▽ Épilogue ▽

Cette semaine-là, Link écrivit beaucoup.

Peut-être étaient-ce ses dernières expériences avec le cinquième art, peut-être étaient-ce les derniers évènements, ou peut-être était-ce tout autre chose.

Il écrivit en particulier trois lettres.

Trois lettres, plus ou moins dures à rédiger, dont au moins deux qui ne connaîtraient jamais de destinataire désormais, et dont la troisième ne serait très certainement jamais postée.

Mes chers Prodiges et amis, Daruk, Mipha, Revali, Urbosa,

Je ne pense pas que vous verrez ces lettres un jour. Je ne vous vois plus. Quand je vais, le soir, au balcon, plus aucun de vous quatre n'y est. Je dois passer mes insomnies seul, maintenant. Parfois c'est long, et je vous regrette amèrement. Mais je suis heureux de savoir que votre âme repose désormais dans le monde que vous convoitiez depuis le début.

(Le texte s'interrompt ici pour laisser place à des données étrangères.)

PR #1276, opened 2026-03-02
Fixing broken Alex tests

Beomyeong:
AlexEndToEndChestTrajectoryMessageTest, added overrides returning 0 for:
      - getExpectedTaskspaceWaypointsAfterQueueWithWrongPreviousId()
      - getExpectedTaskspaceWaypointsAfterQueueWithUsingDifferentTrajectoryFrameWithoutOverride()
      - getExpectedTaskspaceWaypointsAfterStopAllTrajectory()


ihmc-avatar-interfaces/src/test/java/us/ihmc/avatar/controllerAPI/EndToEndChestTrajectoryMessageTest.java
```diff
@@ -79,6 +79,10 @@ public abstract class EndToEndChestTrajectoryMessageTest implements MultiRobotTe
 {
    private static final SimulationTestingParameters simulationTestingParameters = SimulationTestingParameters.createFromSystemProperties();
    private static final double EPSILON_FOR_DESIREDS = 5.0e-4;
+   /**
+    * SO3TrajectoryMessage.taskspace_trajectory_points is IDL-bounded to 50.
+    */
+   private static final int MAX_SO3_TRAJECTORY_POINTS_PER_MESSAGE = 50;
```
PotatoPeeler3000, line 85: Good find!

ihmc-avatar-interfaces/src/test/java/us/ihmc/avatar/controllerAPI/EndToEndChestTrajectoryMessageTest.java
```diff
@@ -934,6 +938,21 @@ public Axis3D getAxisToMoveForQueuedMessages()
       return Axis3D.Y;
    }
 
+   public int getExpectedTaskspaceWaypointsAfterQueueWithWrongPreviousId()
```
PotatoPeeler3000, line 941: I think we can get rid of these, is there ever a case where 1 would be expected? I don't think so.

ihmc-avatar-interfaces/src/test/java/us/ihmc/avatar/controllerAPI/EndToEndChestTrajectoryMessageTest.java
```diff
@@ -1218,7 +1237,10 @@ else if (getAxisToMoveForQueuedMessages() == Axis3D.Z)
          defaultControlMode = RigidBodyControlMode.JOINTSPACE;
       }
       assertEquals(defaultControlMode, EndToEndTestTools.findRigidBodyControlManagerState(chest.getName(), simulationTestHelper));
-      EndToEndTestTools.assertTotalNumberOfWaypointsInTaskspaceManager(chest.getName(), prefix, 1, simulationTestHelper);
+      EndToEndTestTools.assertTotalNumberOfWaypointsInTaskspaceManager(chest.getName(),
+                                                                       prefix,
+                                                                       getExpectedTaskspaceWaypointsAfterQueueWithWrongPreviousId(),
```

Je n'ai jamais vraiment osé vous le dire, mais je pense que vous vous en doutiez : je n'ai presque aucun souvenir de vous. Vous étiez capables de citer énormément d'évènements que l'on aurait passé ensemble ; pas moi. Vous étiez capables de deviner tout ce qui passait dans ma tête ; pas moi. Et j'en suis sincèrement désolé.

Mais vous n'en aviez pas pris garde, et vous avez agi comme de bons amis. Et c'était agréable de se dire que ma vie d'avant possédait des gens comme vous. J'aimerais vraiment retrouver ce que vous étiez, tout autant que ce que j'étais moi. Je sais que ce sera difficile, mais j'ai envie de découvrir au fur et à mesure. En tout cas, Mipha, j'ai ton carnet, que ton petit-frère Sidon m'a donné. Je n'ai pas eu le temps de le feuilleter encore, et j'espère vraiment que tu n'y vois aucun problème. Je suis juste un homme avide de ce qui s'est passé.

Le royaume va mieux. Je vais mieux. Tout va mieux. Zelda a redressé l'économie d'une main de maître, son couronnement s'est bien passé. Là, à l'heure où j'écris, elle doit être en train de se pencher sur les Gardiens, elle m'a dit qu'elle voulait recommencer à travailler dessus.

Je suis déçu de ne pas vous avoir dit au revoir. Je suis déçu que votre mort ait été si brute, et que moi, au contraire de vous, ai survécu, et ai poursuivi une vie à peu près normale par la suite.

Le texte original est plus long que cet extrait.